FreqPolicy: Efficient Flow-based Visuomotor Policy via Frequency Consistency
Journal:
arXiv
Published Date:
Jun 10, 2025
Abstract
Generative modeling-based visuomotor policies have been widely adopted in
robotic manipulation attributed to their ability to model multimodal action
distributions. However, the high inference cost of multi-step sampling limits
their applicability in real-time robotic systems. To address this issue,
existing approaches accelerate the sampling process in generative
modeling-based visuomotor policies by adapting acceleration techniques
originally developed for image generation. Despite this progress, a major
distinction remains: image generation typically involves producing independent
samples without temporal dependencies, whereas robotic manipulation involves
generating time-series action trajectories that require continuity and temporal
coherence. To effectively exploit temporal information in robotic manipulation,
we propose FreqPolicy, a novel approach that first imposes frequency
consistency constraints on flow-based visuomotor policies.
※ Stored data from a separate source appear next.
PR #403, opened 2022-09-01
Forward-merge branch-22.08 to branch-22.10 [skip gpuci]

jakirkham:
Fix conflicts with the bot generated forward-merger ( https://github.com/rapidsai/cucim/pull/391 ).

Issue #397, opened 2022-08-30
Two READMEs & CHANGELOGs?


jakirkham:
We have a CHANGELOG & README at the top-level and for Python. Maybe we should consolidate these into a single CHANGELOG & README?

* https://github.com/rapidsai/cucim/blob/branch-22.10/CHANGELOG.md
* https://github.com/rapidsai/cucim/blob/branch-22.10/python/cucim/CHANGELOG.md
* https://github.com/rapidsai/cucim/blob/branch-22.10/README.md
* https://github.com/rapidsai/cucim/blob/branch-22.10/python/cucim/README.md

jakirkham:
Addressing in PR ( https://github.com/rapidsai/cucim/pull/415 )

PR #404, opened 2022-09-02
update pypi CHANGELOG.md for releases 22.08.00 and 22.08.01

grlee77:


jakirkham:
Think this got resolved by the forward-merge PR ( https://github.com/rapidsai/cucim/pull/403 ), but please double check

grlee77:
That content is mostly the same, but this is a second copy of the CHANGELOG.md that is under the `python/cucim` folder and gets included in the `long_description` in `setup.py` so that it shows up on PyPI. I didn't realize we even had this second changelog when I did the 22.08.00 release, so it was not updated at that time. That is why both 22.08.00 and 22.08.01 changes are both here.

It seems we could migrate to just a single file going forward. (as for the README issue you recently raised in #397)

grlee77:
This is where these second copies are used:
https://github.com/rapidsai/cucim/blob/90fc72aa149b2bd2fa89622e2fb5f0ab5010b596/python/cucim/setup.py#L33-L37

jakirkham:
Oh missed that. Thanks for clarifying Greg 🙏

Yeah think tracking these duplicates down and coming up with a way to consolidate should save us additional maintenance work in the future

jakirkham (approved):

jakirkham:
@gpucibot merge

jakirkham:
Thanks Greg! 🙏

PR #406, opened 2022-09-06
Improve performance of Euclidean distance transform

grlee77:
This PR gives a further 2-4x speedup to the 2D and 3D distance transform functions by creating dedicated elementwise CUDA kernels for the pre- and post-processing steps. These include, for example, packing and upacking the 3D coordinates into a single integer. This resolves various "TODO" comments that were in the source, but I don't think we have an issue open for this.

Aside from the performance benefit there is also a substantial reduction in memory usage for the default case of `return_distance=True, return_indices=False` as in this case the explicit arrays of indices never need to be created.

# Benchmarks

## Implementation from release 22.08.01

|      shape      | return dist. | return ind. | SciPy  | ITK | cuCIM  | accel. (CuPy vs SciPy) | accel. (CuPy vs ITK) |
|-----------------|--------------|-------------|--------|-----|--------|------------------------------|--------------------------- |
|256, 256       | False            | True           | 0.00379 | ---- | 0.00081 | 4.66                         | ---- |
|256, 256 | True | False | 0.00428 | 0.00383 | 0.00102 | 4.21 | 3.76 |
|256, 256 | True | True | 0.00429 | ---- | 0.00107 | 4.02 | ---- |
|512, 512 | False | True | 0.01724 | ---- | 0.00091 | 18.97 | ---- |
|512, 512 | True | False | 0.01866 | 0.00788 | 0.00104 | 17.94 | 7.58 |
|512, 512 | True | True | 0.01876 | ---- | 0.00107 | 17.48 | ---- |
|2048, 2048 | False | True | 0.35053 | ---- | 0.00256 | 137.03 | ---- |
|2048, 2048 | True | False | 0.39468 | 0.08220 | 0.00288 | 137.02 | 28.54 |
|2048, 2048 | True | True | 0.39356 | ---- | 0.00296 | 133.04 | ---- |
|4096, 4096 | False | True | 1.57430 | ---- | 0.00736 | 213.85 | ---- |
|4096, 4096 | True | False | 1.79513 | 0.54968 | 0.00858 | 209.34 | 64.10 |
|4096, 4096 | True | True | 1.81570 | ---- | 0.00889 | 204.25 | ---- |
|32, 32, 32 | False | True | 0.00319 | ---- | 0.00069 | 4.62 | ---- |
|32, 32, 32 | True | False | 0.00356 | 0.00481 | 0.00096 | 3.71 | 5.01 |
[...]

PR #407, opened 2022-09-06
Support `sampling` kwarg for `distance_transform_edt` (take pixel/voxel sizes into account)

grlee77:
Please review/merge #406 before this one as those changes are also present here.

This PR adds support for anisotropic pixel/voxel shape to `distance_transform_edt` via the `sampling` kwarg. The changes involve just making variants of the kernels involving distance computations that do floating-point instead of integer-valued computations so that scaling by the sample spacings can be taken into account.


gigony (approved):
Thanks @grlee77 ! Looks good to me.

grlee77:
@gigony, I added two commits here after your prior review. These were to support the remaining two keyword arguments allowing the user to specify a pre-allocated output array for `distances` and/or `indices`. With that change we now fully match the SciPy API

grlee77:
@gpucibot merge

PR #1107, opened 2015-12-12
Add SVG map of the 18 in-scope states

meiqimichelle:
This PR uses the same technique as we used in the case study narratives to draw states/counties to draw the US with 18 states highlighted.

### DIFF
--- a/_how-it-works/laws-and-regulations/state-laws-and-regulations.md
+++ b/_how-it-works/laws-and-regulations/state-laws-and-regulations.md
@@ -30,30 +30,26 @@ nav_items:
   {% include hash_selector.html %}
 </nav>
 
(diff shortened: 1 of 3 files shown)


meiqimichelle:
Ah. Actually, I think this is something broader. Now our county SVGs aren't showing up either:

screenshot 2015-12-14 11 07 19

meiqimichelle:
Fixed thanks to direction from Shawn! This PR now updates the old case study code to the latest implementation of the `<eiti-map>` component as well as adds an 18-focus-state map as shown below. Ready for review.

screenshot 2015-12-14 14 24 35

meiqimichelle:
Eh, everyone's super heads-down today. Merging.

Issue #1057, opened 2015-12-10
Explore > offshore area names need adjustement


meiqimichelle:
We now call offshore areas by their short names, which leads to this in the bar chart:
![screenshot 2015-12-10 13 33 01](https://cloud.githubusercontent.com/assets/4827522/11727789/3fcefad2-9f43-11e5-9667-3bc97fc32ecd.png)

Alaska is doubled because on is offshore. We should rename the offshore areas so that this is clear.

meiqimichelle:
@gemfarmer Is this something I can change in a text file, or is this something we're aggregating/creating somewhere? I will fix if you can point me in the right direction.

meiqimichelle:
@gemfarmer I don't remember where this one landed. If it is easy, maaaaybe we can fit it in this sprint. Not sure if there's time.

meiqimichelle:
This should be live on `dev`. :tada: It will merge live as soon as the cross-browser map issues are resolved. YAYS!

PR #1108, opened 2015-12-12
Change offshore area names to include the word offshore

meiqimichelle:
This is for #1057. Right now, our offshore areas are called, for example, `Alaska`. This causes confusion when they're listed in the bar chart, for example next to the state of Alaska.

I searched for the only instance of `Pacific alaska` and found what I think is the csv that controls those names. I think the data needs to be re-loaded or something tho before the changes can take effect. Either way, someone else should look at my suggested change.

/cc @gemfarmer @shawnbot

### DIFF
--- a/_data/offshore_regions.csv
+++ b/_data/offshore_regions.csv
@@ -1,6 +1,6 @@
 name,id,viewbox
-Alaska (offshore),alaska,75 415 202 173
-Atlantic (offshore),atlantic,730 125 230 440
-Gulf (offshore),gulf,470 440 295 135
-Pacific (offshore),pacific,20 60 161 341
-Pacific-Alaska (offshore),pacific alaska,20 60 180 530
+Offshore Alaska,alaska,75 415 202 173
+Atlantic Ocean,atlantic,730 125 230 440
+Gulf of Mexico,gulf,470 440 295 135
+Pacific Ocean,pacific,20 60 161 341
+Offshore Pacific-Alaska,pacific alaska,20 60 180 530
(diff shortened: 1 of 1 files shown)


_data/offshore_regions.csv
```diff
@@ -1,6 +1,6 @@
 name,id,viewbox
-Alaska,alaska,75 415 202 173
-Atlantic,atlantic,730 125 230 440
-Gulf,gulf,470 440 295 135
-Pacific,pacific,20 60 161 341
-Pacific alaska,pacific alaska,20 60 180 530
+Alaska (offshore),alaska,75 415 202 173
+Atlantic (offshore),atlantic,730 125 230 440
+Gulf (offshore),gulf,470 440 295 135
```
shawnbot: Could we just say "Gulf of Mexico" here? And likewise, "Atlantic Ocean" and "Pacific Ocean"?

meiqimichelle: Yep! Anything that distinguishes it from other things. So -- still Offshore Alaska? And then what you suggest for the rest?

shawnbot: Yeah, I think "Offshore Alaska" or "Alaskan Offshore" make sense. Maybe @mentastc has opinions?

_data/offshore_regions.csv
```diff
@@ -1,6 +1,6 @@
...
-Alaska,alaska,75 415 202 173
-Atlantic,atlantic,730 125 230 440
-Gulf,gulf,470 440 295 135
-Pacific,pacific,20 60 161 341
-Pacific alaska,pacific alaska,20 60 180 530
+Offshore Alaska,alaska,75 415 202 173
+Atlantic Ocean,atlantic,730 125 230 440
+Gulf of Mexico,gulf,470 440 295 135
+Pacific Ocean,pacific,20 60 161 341
+Offshore Pacific-Alaska,pacific alaska,20 60 180 530
```
meiqimichelle: How about these options @shawnbot ?

PR #1114, opened 2015-12-14
Change search results requested to 50

dhcole:
Currently it's at 200, which takes too long to return results. 50 at a time seems more reasonable.


meiqimichelle:
Thank you @dhcole !

PR #1138, opened 2015-12-15
Sticky case studies

gemfarmer:
Fixes a bug in the case studies subpages, where the sticknav would render on top of the map. I created a bit of a hack with the data-attributes in the sticky nav to get around this.

Can be reviewed!


meiqimichelle:
Looks good!

PR #1145, opened 2015-12-15
Browser fixes

### LINKED ISSUE #1143: Explore > maps/charts aren't working in IE

shawnbot:
This PR gets the maps and charts working in Firefox and (mostly<sup>1</sup>) in IE11 and fixes #1143. Here's what it took:

1. For IE11, we needed a [CustomEvent](https://developer.mozilla.org/en-US/docs/Web/API/CustomEvent) polyfill, since that browser's native implementation doesn't allow you to construct one directly.
1. IE9+ (in theory, but only tested in IE11) has a non-confirming implementation of the [DOMTokenList](https://developer.mozilla.org/en-US/docs/Web/API/DOMTokenList)'s `toggle()` method because it ignores the second parameter, as in `element.classList.toggle('foo', false)`. I've added a shim for that specific method.
1. Upgraded to [document-register-element](https://github.com/WebReflection/document-register-element/) v0.5.3 and added it as a dependency in `package.json`.
1. Got the bars working in all explorations by using the custom element constructor instead of `document.createElement()`. See [this note](https://github.com/18F/doi-extractives-data/issues/1143#issuecomment-164899010) for more info.
1. Cleaned up some code and added some jshint comments for hound.

<sup>1</sup> Re: maps in IE11, there appears to be an issue with the viewBox scaling when maps are zoomed in.


gemfarmer:
I didn't do a complete cross browser test, but all of the changes that you mentioned appear to be working!

Issue #1157, opened 2015-12-18
Remove "This site is in development" from banner


gemfarmer:
<img width="261" alt="screen shot 2015-12-18 at 11 59 02 am" src="https://cloud.githubusercontent.com/assets/4803473/11903430/c396ce30-a57e-11e5-8941-13ec92352998.png">

meiqimichelle:
These should not be removed because this is meant to show that we're constantly improving the site.

coreycaitlin:
I'm going to take a look at what we've done with other sites post-launch, and potentially discuss with the content group. Assigning to myself as a reminder!

meiqimichelle:
From the USDS family:
![screenshot 2015-12-28 10 41 10](https://cloud.githubusercontent.com/assets/4827522/12022698/97bad922-ad4f-11e5-9345-ac95e857325c.png)

coreycaitlin:
:heart_eyes: I like that!

coreycaitlin:
My conversation with the content critique group raised a bunch of useful questions. Putting them here for visibility:

- For user research: how current do users perceive the site to be? What expectations do they have about currency/frequency of updates?
- How frequently do we intend to update the "What's New" page? Will this page age and then go away, or will we update it every 3-6 months? If the latter, we need to document that plan and include a date stamp on the page somewhere.
- How else could we use the homepage to set user expectations about currency / continuous improvement?
- The "in progress" / "in development" phrasing may imply that users should not expect the site to be "final" — and might imply that they should expect bugs, incomplete sections, or other issues.
- "In progress" / "in development" language may also imply a pace of work being done (or a pending launch) that's no longer accurate.
- Where would users look to find out when the data was last updated, or when to expect another update?
- Option: include a [changelog](http://keepachangelog.com/); [example](http://data.influenceexplorer.com/docs/changelog/)

coreycaitlin:
Possible interim language (to be revised based on user testing):

> [See what's new](https://useiti.doi.gov/about/whats-new/) or [help us improve this site](https://ethn.io/38933).

This makes no statements about the site's finality or status, but clearly communicates that _some_ stuff is new and we're planning to keep changing things for the better.

coreycaitlin:
@meiqimichelle ^^ how does this sound? Okay to surface that feedback link a little higher and change the "in development" language?

meiqimichelle:
That sounds great! Really great feedback from the group, too!

coreycaitlin:
[...]

PR #1158, opened 2015-12-18
Site sprucing

gemfarmer:
This PR does a few things:

* removes "This site is under development" and link to `whats-new/` from the top banner #1157
* addresses a scrollbar issue that Michelle was seeing in chrome and firefox on the explore filter
* rearranged the selector on the case-studies subpages. Previously, the map for the page and selector were on the bottom of all the text in mobile. I moved these to below the introduction. @meiqimichelle could you take a look and see if you think this is a good place for these?


meiqimichelle:
@gemfarmer the banner info shouldn't be removed, unless you heard otherwise. They are there to show that the site is under constant improvement, and we'll show the latest on that what's new page.

gemfarmer:
@meiqimichelle Ok. reverted those changes. Maybe eventually the language should change slightly, to make it sound like it is being maintained and not developed?

meiqimichelle:
@gemfarmer Yes, good point on the language. We can run that by @coreycaitlin and see what she thinks. And I checked the case studies mobile solution. I think that's perfect for now! I'm not sure if there's a better thing for the long term, but I'd rather do some site testing first anyways, and it solves the no-way-to-navigate-on-mobile problem.

gemfarmer:
:boom: :mouse:

PR #1162, opened 2015-12-18
HTML fixes and tests

shawnbot:
This PR brings in [html-proofer](https://github.com/gjtorikian/html-proofer) to check our HTML and fixes most of the reported errors. You can run it with:

```sh
# update your ruby deps
bundle
# run the test
npm run test-html
```

The only real code change here is in the two production-related Explore pages, where I had to modify the filter description sentence to list the product instead of the commodity. In both cases this was always saying "All", but now it works as expected when you select a product.

The remaining reported errors are definitely non-critical:

* The link to the units selector on Explore > Jobs is invalid because I haven't added it yet.
* The JS docs (which are out of date) have some bad anchor hrefs.
* The styleguide has some missing `alt` attributes and bad anchor hrefs.


gemfarmer:
I'll review this by the end of the day :)

gemfarmer:
This looks good. Thanks for adding the proofer, @shawnbot !

Merging...

Issue #1127, opened 2015-12-15
Add more terms to the glossary


coreycaitlin:
Splitting this off from #908. Terms to add:

More words to add:

- [x] Independent Administrator (should be able to pull from Exec Summ)
- [ ] ~~ad valorem~~
- [x] GDP (see p. 61 of the Executive Summary)
- [x] locatable?
- [x] Fiscal year

From @gemfarmer:

Federal Production and All Lands production have some units that should be defined for a variety of products.

* [x] tons (also short tons)
* [x] metric tons
* [x] barrels (any certain number of barrels e.g. bbl, thousand barrels could fall under this)
* [ ] ~~cubic feet (will be either Mcf or MMcf. thousand and million, respectively)~~
* [x] megawatt hours (Mwh)
* [ ] ~~gallons (any variation on)? too basic?~~
* [ ] ~~pounds? too basic?~~
* [ ] ~~tickets (to measure quartz crystal)~~

meiqimichelle:
re: the units, are we defining other units in the glossary? We could define those sorts of things in data documentation instead.

gemfarmer:
@meiqimichelle Units seem like perfect a candidate for the glossary. Especially for the abbreviated ones. I could see someone wanting to quickly reference what a `Mwh` or `bbl` without having to check out and sift through all the documentation. 

That being said, I think it should be in the data documentation as well.

coreycaitlin:
For "locatable minerals," most definitions are pretty circular, but even a slightly circular version might be better than nothing. @meiqimichelle, how's this?

> Locatable minerals are minerals that may be “located” and obtained by filing a mining claim. Locatable minerals include gold, silver, copper, lead, and many other metallic and nonmetallic minerals.

meiqimichelle:
@coreycaitlin That makes sense to me, and I feel like it explains the point. I don't mind that its is semi-circular ;)

@gemfarmer yeah, good point

coreycaitlin:
Closing this out. Let's create a new issue if we come up with more terms that need defining.

Issue #531, opened 2015-07-16
Content: county narratives are missing sidebars


meiqimichelle:
There is extra information in the county narrative write-ups in the form of pull-quotes. These need to be transitioned to the online version in an elegant way.

meiqimichelle:
@coreycaitlin I'm not sure this is still relevant, or if you ended up addressing this elsewhere, or if the final version of the county narrative content didn't have important sidebars. Please close if this issue isn't useful.

coreycaitlin:
- [ ] Campbell County: _mill levy_ definition
- [ ] DeSoto Parish: _millage tax_ definition
- [ ] Elko/Eureka: ton vs. metric ton clarification
- [ ] Greenlee County: ton vs. metric ton clarification
- [ ] Humboldt/Lander: ton vs. metric ton; _mineral resource potential_ definition; _proved reserves_ definition
- [ ] Kern County: U.S. oil barrel definition
- [ ] Marquette County: ton vs. metric ton clarification
- [ ] North Slope: _mill rate_ definition; _reclamation_ definition
- [ ] Pima County: ton vs. metric ton clarification
- [ ] St. Louis County: ton vs. metric ton clarification
- [ ] West Virginia: ton vs. metric ton clarification; "A commodity's sale price does not always equate to its market price."

Hey! We found some good, concise unit definitions. I'm going to pull some of these into the glossary, and will use this checklist to note when I've set up the glossary links in the case studies.

coreycaitlin:
@Isabelle1512 I was just going to add the `millage tax` definition to the footnotes for DeSoto Parish, but I don't entirely understand it. The sidebar reads:

> A millage tax is the amount of tax payable per dollar on the assessed value of a property. Each mil is worth one-tenth of a cent, or $0.001.

And the text reads:

>The DeSoto Parish Emergency Medical Services (EMS) Department formed in 2001, funded by a four percent millage tax.

Could you help me clarify what a "mil" is, and how these two things fit together?

coreycaitlin:
A second checklist for adding glossary links to the case studies themselves:

- [] Campbell County: _mill levy_ definition
- [ ] DeSoto Parish: _millage tax_ definition
- [] Elko/Eureka: ton vs. metric ton clarification
- [] Greenlee County: ton vs. metric ton clarification
- [] Humboldt/Lander: ton vs. metric ton; _mineral resource potential_ definition; _proved reserves_ definition
- [] Kern County: U.S. oil barrel definition
[...]

PR #1169, opened 2015-12-24
4 more glossary terms

coreycaitlin:
This PR adds four terms to the glossary: tons, metric tons, locatable minerals, and mill levy.


coreycaitlin:
Ah! This helps with #1127 and #531.

Issue #996, opened 2015-12-07
JavaScript optimization


shawnbot:
Here's our pre-launch checklist:

- [ ] measure JS file size and load time on some pages to determine whether it's worth optimizing
- [x] bring in [WebPack](http://webpack.github.io/) and add `build` and `watch` scripts to `package.json`
- [x] bundle up sitewide (shared) JavaScript (`js/eiti.js`, et al)
- [ ] bundle page-specific scripts (`js/pages/*.js`)

gemfarmer:
@shawnbot I'm going to start working on this.

PR #1174, opened 2015-12-29
JS optimization

gemfarmer:
For #996 
What I have done:
* Created files that consolidate scripts on a given page.
* `main`, `homepage`, `explore`, and `narrative`
* these files will be compressed if they are pushed to `staging` or `master` branches 
--> Issue here. The `webpack` command in `_plugins/build.rb` is taking forever to build on the production server, so I'm wondering if it might be quicker/simpler to remember to add the webpack minification to the staging and master deployment workflow? This is less than ideal, but so far Federalist has taken an hour to build the site with the minification script running :(. @shawnbot Is there a particular reason why you wanted to use webpack and not gulp or browserify? 

Notes: 
* For the explore pages I am leaving the page-specific scripts and the `eiti.explore.js` scripts unconsolidated and unminified. These should eventually be encorporated into the `explore.min.js` script on that page, but for now shouldn't grossly affect page performance.
* A similar issue exists with the numerous references to `accordion.js`
* Many of the hound "errors" are intentional, namely the `'x' is not defined` errors
* As it stands, before merging to staging/ production, someone needs to run `export NODE_ENV=prod && webpack` to ensure that the files are minified. There is a build file: `_plugins/build.rb` that was intended to change the value of `NODE_ENV` based on the branch, but it does not appear to be either 1.) Building the site OR 2.) running the `webpack` command that would conditionally minify files. I have temporarily commented out this file.


gemfarmer:
Ok. Making list of remaining optimizations here: https://github.com/18F/doi-extractives-data/issues/1199

I think that removing lodash will probably be a small fix. There weren't that many times that it was used on the client.

jQuery might be harder/ take more time to remove because it is used more.

gemfarmer:
@shawnbot I got that. I just thought it might also be nice to remove jQuery. Then again, it isn't that big and is touching quite a few things, so maybe not now. _checking your new builds now_

gemfarmer:
The automatic build doesn't appear to be working for me. 
To test if the build is minifying based on the branch, I wanted to push unminified scripts with the hope that a new jekyll build would overwrite them.
 I set the NODE_ENV: `export NODE_ENV=dev` and built the scripts: `webpack`. The script was pushed to github unminified.
It doesn't appear that Jekyll is rebuilding/overwriting this build, because it is still unminified: https://federalist.18f.gov/preview/18F/doi-extractives-data/js-optimization/js/lib/main.min.js

Am I going about this the wrong way, @shawnbot ?

gemfarmer:
@shawnbot I saw you had pinged Dave Cole about build logs. Did you determine the issue?

gemfarmer:
@shawnbot good point. We should merge this then!

PR #1196, opened 2016-01-05
Added several glossary terms and glossary links in case studies

coreycaitlin:
Adds a few glossary terms from the case study sidebars (#531), plus links in the case studies. Also adds a couple of footnotes to case studies. See also: #1127 

Also, this is a test to see if everything works...


coreycaitlin:
@gemfarmer or @meiqimichelle — I think this wraps #531, and should be ready to go when someone has a chance to review.

PR #1217, opened 2016-01-20
Fixes maps and charts in Firefox and Safari

gemfarmer:
This PR addresses the bug that was preventing maps and charts to display on Firefox. 

This appears to be caused by `use-strict` being added to `eiti.js`, and leaving this error:
```
Uncaught Strict mode does not allow function declarations in a lexically nested statement.
```

Because having the document `use-strict` is a good thing, I edited the function declaration of `CustomEvent` [~here~](https://github.com/18F/doi-extractives-data/compare/dev...ffx-safari#diff-c390f5f37e805b47f623b379698d75a8R635)

@shawnbot can you review to make sure that this isn't going to result in issues that I'm not foreseeing?

I also added a [new command](https://github.com/18F/doi-extractives-data/pull/1217/files#diff-b9cfc7f2cdf78a7f4b91a753d10865a2R45) to address an issue that I was having – being able to run `weback --watch` locally.


js/eiti.js
```diff
@@ -632,20 +632,20 @@
    * <https://developer.mozilla.org/en-US/docs/Web/API/CustomEvent/CustomEvent>
    */
   (function () {
+    function CustomEvent(event, params) {
```
shawnbot: This shouldn't be necessary. Also, we should consider using a packaged CustomEvent polyfill now like [this one](https://www.npmjs.com/package/custom-event) now that we're bundling.

package.json
```diff
@@ -42,6 +42,7 @@
     "test": "mocha",
     "test-html": "bundle exec htmlproof --disable-external _site",
     "webpack": "webpack",
+    "webpack-watch": "webpack --watch",
     "watch": "watchy -w '_sass' -- npm run build-styleguide",
```
shawnbot: Maybe call this script `styleguide-watch` now for consistency?

shawnbot: Or rather, `watch-styleguide` and `watch-webpack` for consistency with the `build-` ones?

js/eiti.js
shawnbot: And if we're not going to use a module, then I would prefer to keep the try/catch method and simply set `window.CustomEvent = function(...)` to make it work in strict mode.

js/eiti.js
```diff
@@ -635,17 +635,6 @@
     try {
       var e = new CustomEvent('foo'); // jshint ignore:line
     } catch (error) {
-      function CustomEvent(event, params) {
```
gemfarmer: @shawnbot is this what you had in mind? I removed this function all together and required the `custom-event` module [here](https://github.com/18F/doi-extractives-data/pull/1217/files#diff-9d87fecdcf0f321286d9d33562860b0bR21)

gemfarmer:
@shawnbot I didn't see [your comment above ^^](https://github.com/18F/doi-extractives-data/pull/1217#issuecomment-173708638). You are welcome to take a stab at it. I made some edits based on your suggestion. Mostly by adding the `custom-event` module.

js/eiti.js
shawnbot: This also fails in strict mode because the function is hoisted out of the `catch` statement. Let's just use [this polyfill](https://www.npmjs.com/package/custom-event).

js/src/main.js
```diff
@@ -18,8 +18,10 @@
   // EITI
   // TODO: require explicit dependencies (such as d3 and queue) in eiti.js
   // rather than here
+  require('custom-event');
```
shawnbot: I think this needs to be written:

```js
var CustomEvent = require('custom-event');
```

because the polyfill doesn't explicitly set `globals.CustomEvent` (or `window.CustomEvent`).

gemfarmer:
Is this ready to merge, @shawnbot ?

meiqimichelle:
_is excited_

gemfarmer:
@shawnbot some of the case studies maps maps aren't loading. Actually, only the first one, boone, logan, mingo is loading.

Other than that things look good. I'm investigating now, but you have an idea as to why one would load, but not the others, let me know.

gemfarmer:
@shawnbot Ok this should be good to go except it looks like I reverted d3 to a previous version. I probably need to run `npm install --dev` and rebuild.

gemfarmer:
@shawnbot @meiqimichelle ready for final review!

_sass/blocks/_all.scss
```diff
@@ -11,6 +11,7 @@
 // Styleguide blocks.case-studies
 @import 'case-studies/_intro';
 @import 'case-studies/_content';
+@import 'case-studies/_map';
```
shawnbot: We should fix these before merging.

_sass/blocks/case-studies/_map.scss
```diff
@@ -0,0 +1,19 @@
...
+  stroke: $mid-gray;
+  stroke-width: 0.5px;
+  fill: transparent;
+
+  path {
+    vector-effect: non-scaling-stroke;
+  }
+
+  g {
+	  &:first-child {
```
shawnbot: whitespace :trollface:

gemfarmer:
Yes, but I didn't think it got caught in a loop. But it does look like your commits are duplicated

gemfarmer:
@shawnbot Ok. It should be up to date with `dev`. Looking for your review :)

PR #902, opened 2019-08-28
Integer operators

marph91:
This PR implements two missing integer operators for synthesis, i. e. `inequality` and `remainder`.


tgingold:
+1 for the test!

tgingold:
Thanks!

PR #904, opened 2019-08-30
synth: add physical division

marph91:
This PR implements the division of two physical numbers, which yields an integer.


tgingold:
Thanks.  You could put several files in a test directory (physical_division could have be put in oper01).

PR #905, opened 2019-08-31
Fix UPF

1138-4EB:
Package UPF was added in #889. Compilation was not correct and it was 'fixed' in https://github.com/ghdl/ghdl/commit/b814dbe04aa1658dc294b7db1f9005c497205f25.

The package was expected to be available in all cases (see https://github.com/ghdl/ghdl/pull/889#issuecomment-520115723), but it is currently only available when `--enable-openieee` is used. This PR fixes it, so UPF is always compiled.

Furthermore, a test is added to `sanity/006upf`. <strike>This shows that, even though compilation is successful, the package seems not to be properly built:

```
sanity 000hello: ok
sanity 001hello87: ok
sanity 002hello2008: ok
sanity 004all08: ok
sanity 005examples: ok
sanity 006upf: failed
analyze test.vhdl
ghdl: cannot load package "upf"
```
</strike>


tgingold:
Thanks!

PR #907, opened 2019-08-31
fix llvm build with synth enabled

sharkcz:
Add missing directory now that llvm backend enables the synth feature.


tgingold:
Thanks!

PR #910, opened 2019-08-31
fix(configure): ignore line ending when comparing ghdl_version and libghdl_version

1138-4EB:
On Windows (MSYS/MINGW), building after cloning the repo fails because `python/libghdl/version.py` is automatically converted to CRLF (as all other files in the repo). This PR 'fixes' the check with `cmp` in configure, so that as many bytes as the length of `ghdl_version` are compared only.


tgingold:
Thanks.  Worth adding a comment.

PR #911, opened 2019-09-01
Fix configure

1138-4EB:
This PR contains several fixes for 'configure':

- A comment is added, as suggested in #910.
- Indentation mixes tabs and spaces. It is normalized to 2 spaces.
- On MSYS2/MINGW I was getting errors because of mistaches between `srcdir` and `abs_srcdir`. One of the underlying issues was that `cmp` was not available. I added a check to print a better error message.
- On MSYS2/MINGW, `$OS` is set to `Windows_NT`. Currently, configure forces MSYS2/MINGW to use Windows paths. I fixed it so that `pwd` is used. This is required in order to execute `configure` successfully in GitHub Actions jobs.

### DIFF
--- a/configure
+++ b/configure
@@ -164,6 +164,11 @@ if ! grep $pat $srcdir/configure > /dev/null 2>&1; then
   exit 1
 fi
 
+if ! `cmp --help > /dev/null 2>&1`; then
+  echo "Sorry, you need 'cmp' to configure GHDL.";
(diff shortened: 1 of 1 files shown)


1138-4EB:
I removed the problematic modification to `Makefile.in`. It's all green now.

tgingold:
Thanks.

Our work enables the
action model to capture temporal structure effectively while supporting
efficient, high-quality one-step action generation. We introduce a frequency
consistency constraint that enforces alignment of frequency-domain action
features across different timesteps along the flow, thereby promoting
convergence of one-step action generation toward the target distribution. In
addition, we design an adaptive consistency loss to capture structural temporal
variations inherent in robotic manipulation tasks. We assess FreqPolicy on 53
tasks across 3 simulation benchmarks, proving its superiority over existing
one-step action generators. We further integrate FreqPolicy into the
vision-language-action (VLA) model and achieve acceleration without performance
degradation on the 40 tasks of Libero. Besides, we show efficiency and
effectiveness in real-world robotic scenarios with an inference frequency
93.5Hz. The code will be publicly available.